RECORDS SHOWN START
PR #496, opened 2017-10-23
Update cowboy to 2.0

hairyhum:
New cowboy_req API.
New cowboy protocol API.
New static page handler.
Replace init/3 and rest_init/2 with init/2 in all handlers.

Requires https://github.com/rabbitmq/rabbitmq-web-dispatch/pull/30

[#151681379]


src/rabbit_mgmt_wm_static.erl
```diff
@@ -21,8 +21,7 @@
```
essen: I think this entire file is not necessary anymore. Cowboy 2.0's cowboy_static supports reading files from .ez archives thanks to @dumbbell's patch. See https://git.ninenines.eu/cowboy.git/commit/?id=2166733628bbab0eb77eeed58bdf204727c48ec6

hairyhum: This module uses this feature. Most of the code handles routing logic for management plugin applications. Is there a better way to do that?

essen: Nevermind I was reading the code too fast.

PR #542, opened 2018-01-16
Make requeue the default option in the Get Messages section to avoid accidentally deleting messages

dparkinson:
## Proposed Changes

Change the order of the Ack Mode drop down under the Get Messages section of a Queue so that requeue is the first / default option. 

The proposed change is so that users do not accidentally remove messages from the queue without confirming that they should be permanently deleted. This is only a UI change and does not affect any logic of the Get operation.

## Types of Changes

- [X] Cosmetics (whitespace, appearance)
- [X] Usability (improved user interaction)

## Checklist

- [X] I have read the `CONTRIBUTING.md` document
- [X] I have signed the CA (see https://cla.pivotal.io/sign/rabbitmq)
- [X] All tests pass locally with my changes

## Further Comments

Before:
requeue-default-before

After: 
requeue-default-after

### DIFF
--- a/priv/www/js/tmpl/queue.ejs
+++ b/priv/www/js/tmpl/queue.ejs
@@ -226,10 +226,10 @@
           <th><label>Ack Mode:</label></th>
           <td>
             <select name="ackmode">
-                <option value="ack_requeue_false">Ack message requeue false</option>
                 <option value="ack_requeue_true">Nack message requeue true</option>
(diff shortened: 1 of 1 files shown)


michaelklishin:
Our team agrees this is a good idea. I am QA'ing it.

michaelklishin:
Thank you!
RECORDS SHOWN END
INSTRUCTIONS FOR THE TASK =
The lines beginning with the one that holds "message requeue false</option>" and ending with the last line of the data above are to be reproduced exactly, and nothing else.

EXPECTED ANSWER =
-                <option value="ack_requeue_false">Ack message requeue false</option>
                 <option value="ack_requeue_true">Nack message requeue true</option>
(diff shortened: 1 of 1 files shown)


michaelklishin:
Our team agrees this is a good idea. I am QA'ing it.

michaelklishin:
Thank you!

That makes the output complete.